Let's do the good bit first. Julia Ross has been a nurse, social worker and Director of Social Services, not unlike her sixty-something protagonist Anna. Although the main thread of the story is decidedly slow, it does explore well some of the difficulties we face with an ageing population and younger age-groups who perhaps feel hard done by baby boomers. Ross addresses, for example, the difficulties of getting care and mechanisms such as lasting powers of attorney, designed to help the elderly who can no longer cope but which have the potential for misuse.
Anna and her loving-but-user children provide a really good way to think about these issues many of us may face in the future. Ross also takes on the appalling use of Electro-Convulsive Therapy, an outdated treatment for depression that has no scientific basis and ought to have been banned years ago.

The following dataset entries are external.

PR #637, opened 2016-09-11
Move 'Unauthenticated Operation' to backwards compatibility section.

davidben:
Right now it's under 'Cipher Suites' which is weird with the cipher
suite split. Backwards compatibility seems a better place for it since
we're talking about features in older versions of TLS that are now gone.

### DIFF
--- a/draft-ietf-tls-tls13.md
+++ b/draft-ietf-tls-tls13.md
@@ -4321,11 +4321,10 @@ been shown to be insecure in some scenarios.
 
 ## Unauthenticated Operation
 
-Previous versions of TLS offered explicitly unauthenticated cipher suites
-based on anonymous Diffie-Hellman. These cipher suites have been deprecated
-in TLS 1.3. However, it is still possible to negotiate cipher suites
-that do not provide verifiable server authentication by several methods,
-including:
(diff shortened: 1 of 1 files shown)


davidben:
Also noticed there were some uses of 'cipher suites' that were off, so I've replaced them with more generic words.

davegarrett:
It doesn't belong in backwards compatibility, either. It's primarily about ways to do unauthenticated in TLS 1.3; just the first sentence mentions that the old suites are gone. Not sure where this should go now, though.

davidben:
The end of "Cryptographic Negotiation", perhaps?
https://tlswg.github.io/tls13-spec/#rfc.section.4.1.1

I guess backwards compatibility here currently only talks about protocol-level backwards compatibility. There's also semantic backwards compatibility like the fact that 1.2 and 1.3 PSKs aren't the same animal.

ekr:
I agree with @davegarrett that this doesn't belong in backward compatibility. @davidben how about implementation notes?

davidben:
SGTM. Implementation notes it is!

davegarrett:
On Wednesday, September 21, 2016 02:21:32 pm David Benjamin wrote:
> SGTM. Implementation notes it is!

Ditto. Sounds like a good enough spot.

That over-the-top satire aspect is that Ross imagines the UK government taking over the Isle of Wight as a kind of vast retirement village where the elderly will be involuntarily sent for assessment and either allowed back home if able to support themselves or forced to stay in dubious conditions. This kind of thing only really works if it's funny, which it certainly isn't here.
But the real problem for a science fiction reviewer is the portrayal of future technology. (The framing is particularly odd as the novel seems to be set a couple of years ago, immediately after the Covid pandemic.) According to her bio, the author 'worked for several years in the digital world, learning about AI and predictive analytics' - unfortunately this doesn't come through at all in the writing.
Sometimes Ross seems to pick up a random technology concept and insert it with no obvious relation to what the concept actually refers to, notably the singularity, which is referenced several times without any real reflection of it in the storyline. But the worst thing is the portrayal of robots and autonomous vehicles. Over the course of a couple of years in the book, care robots go from something basic that is just about imaginable in the next few years to having sufficient autonomy to organise an escape from the Isle of Wight on behalf of their elderly owners. This is extremely anachronistic.
But the treatment of robots (which don't have the central role implied by the book's title in large swathes of it) pales in comparison to the way autonomous vehicles are represented. The Isle of Wight has self-driving vehicles called Notcars that force Anna off the road on her bicycle. When she complains, she is told 'The early Notcars aren’t fitted with sensors as a matter of course but they will be in the future.’ So they find their way around psychically? This is like a conventional car manufacturer saying 'Our cars aren't fitted with windscreens as a matter of course, but they will be in the future.'
A distinct oddity, then. I was impressed by the core storyline about ageing and care, but it was sadly let down by the science and technology.